Here’s one way to sum up November’s cinematic delights: four films about fascinating, real women, and two films about equally fascinating, fictional women. Tellingly, the latter were far more interesting than the former, with one important exception, as I’ll describe in a moment.
But first, let’s get three of the reportedly true stories out of the way. Lady Diana is front and centre in Pablo Larrain’s much-hyped Spencer, an inconsequential, unfocussed affair, with brush strokes that are much too broad to create any meaningful impact. It’s difficult to know precisely what drove Larrain to make this, other than a desire to focus on a haunted face and, by extension, to emote. Sadly, emoting seems to be considered reason enough to create anything these days.
A touch of emoting would have been welcome in Ridley Scott’s breathtakingly lacklustre House Of Gucci. Watching it you can’t help but feel the director was trying to tell what is doubtless an astonishing story in the most uninvolving way possible, determined to drain any trace of flair out of every single scene. As for Lady Gaga’s lauded performance – yes, she’s more than passable. But she never reveals anything beneath the surface of someone who must have been concealing a great deal. And who approved all the dodgy accents? And how on earth does Jared Leto continue to get any work?
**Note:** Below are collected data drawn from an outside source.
Issue #81, opened 2020-08-10
Update installation directions


forsyth2:
`source /global/project/projectdirs/acme/software/anaconda_envs/load_latest_e3sm_unified.sh` on the "Getting Started" page should be changed to `source /global/cfs/cdirs/e3sm/software/anaconda_envs/load_latest_e3sm_unified.sh` for Cori and `source /share/apps/E3SM/conda_envs/load_latest_e3sm_unified.sh` for Compy.

forsyth2:
Merging #92 should have closed this.

Issue #78, opened 2020-07-28
Update docs with options


forsyth2:
In the docs, not all available options for each `zstash` command are described. `--keep` needs to be added for `check` and `update`. `-v` needs to be added for `create`, `check`, `update`, `extract`, and `ls`.

forsyth2:
#94 merged, so we can close this issue.

PR #85, opened 2020-08-18
Add versions to documentation

### LINKED ISSUE #71: Documentation versions
Find a way to have multiple versions of documentation online. Suppose version `n` is the latest release but `master` has more commits and the docs have been updated accordingly. Currently, users would see the latest docs online even though the docs describe features not included in the version they are using.

Possible solution would be to just have the `index.html` point to a bulleted list of docs (v1, v2, master/merged-but-not-released-yet).

We can also look into updating the documentation in `master` instead of on `gh-pages`. This would be nice because developers could update code and documentation in the same PR. However, it wouldn't solve the primary problem of needing to serve multiple versions of the docs online (unless we had users refer to the docs included in the release they download rather than looking online).

forsyth2:
Resolves #71. Add versions to documentation. This is accomplished by having https://e3sm-project.github.io/zstash/docs/html/index.html be the latest documentation (e.g., documentation reflecting `master`).

The documentation currently reflects v0.4.2, which I just released today. I believe the easiest way to version the documentation is by doing the following:

```
conda activate sphinx
make html
cp docs/html docs/html-v0-4-2
```

`docs/html/` is the latest documentation that will continue to be updated. `docs/html-v0-4-2` is the documentation from v0.4.2 that will now be left alone. So, the `source` directory will *only* include the latest documentation. The `docs` directory will hold "snapshots" of the `html` from each release.

On `source/index.rst` I have added a bulleted list of previous documentation versions. Right now, it only contains the v0.4.2 docs. Going forward we can add to that list with each release. I used explicit links rather than `:ref` references because the `html` directories are essentially independent and I don't think the documentation generator is able to connect them. (As a result, the link is broken for me because https://e3sm-project.github.io/zstash/docs/html-v0-4-2/index.html doesn't exist yet).

If this versioning method is acceptable, I can update the "How to Prepare a Release" docs to add a new documentation version.


forsyth2:
@golaz What do you think of the versioning method I described above? If you think it's acceptable I will update the "How to Prepare a Release" docs to reflect this process and merge this pull request.

@chengzhuzhang I think this versioning method would also work out well for the E3SM Diags docs.

forsyth2:
It occurs to me we could probably also make copies of `source`, so that we could update documentation for previous releases (e.g., if the documentation was discovered to be incorrect).

forsyth2:
The second commit includes a copy of `source` and an update to the docs on releasing a new version. I will combine the two commits before merging.

forsyth2:
It would probably be good to make sure the v0.4.2 docs are good before copying over the documentation as a previous version. (i.e. would be good to merge #78, #81 before this one).

chengzhuzhang:
@forsyth2 Thanks for working on this! I like the versioning method you proposed here. And this implies to make `update documentation` a standard practice each time before a code release with new features.

forsyth2:
@chengzhuzhang great! When I have time, I will implement something similar for E3SM Diags to address https://github.com/E3SM-Project/e3sm_diags/issues/299.

forsyth2:
Since more docs updates have been added that are for v0.4.2 since this was created, it's cleaner to close this pull request in favor of #95.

At least the Aretha Franklin biopic, Respect (dir. Liesl Tommy), ticks all the right boxes and proceeds at an engaging pace. But it also fails to avoid the usual genre traps, presenting little more than a series of set pieces, the combined effects of which fail to culminate in a memorable effect. The over-reliance on extended musical sequences is also a problem, as it serves to highlight the many narrative lulls.
On to fiction. In Ayten Amin’s Souad – an Egypt-set story about a young woman navigating her way along the boundary between ‘real’ life and the version experienced on social media – the many observations about modern existence are sharp and striking. But unlike many other critics, I’m not sure they result in a satisfying filmic experience. Then again, perhaps the dangling of loose threads was part of the point Amin was attempting to make.
To some extent, reality and fantasy also blur in Eva Husson’s Mothering Sunday, based on the Graham Swift book. It’s the pace and performances that lift this doomed-love tale out of the ordinary, particularly in the sequences where Odessa Young, Josh O’Connor, Colin Firth and Olivia Colman battle with emotions which they are only occasionally permitted to express. The outbursts, when they occur, are heartbreaking.
And finally, back to truth, with 25 Years Of Innocence, Jan Holoubek’s account of the life of Tomasz Komenda, the Pole who spent years in prison following a wrongful conviction for murder. Unremittingly harrowing bleakness is something of a specialism for Polish cinema (a dry, Slavic reaction to decades of authoritarian rule?) and there are moments when this particular story screams for a few contrasting bursts of light. But in the final reckoning, it is solid, shocking, laudable fare, featuring an intelligent central performance from Piotr Trojan. as well as from Agata Kulesza portraying the last of this month’s intriguing women: Komenda’s mother, who never stopped fighting for her son, despite the immensity of the obstacles that were placed in her way.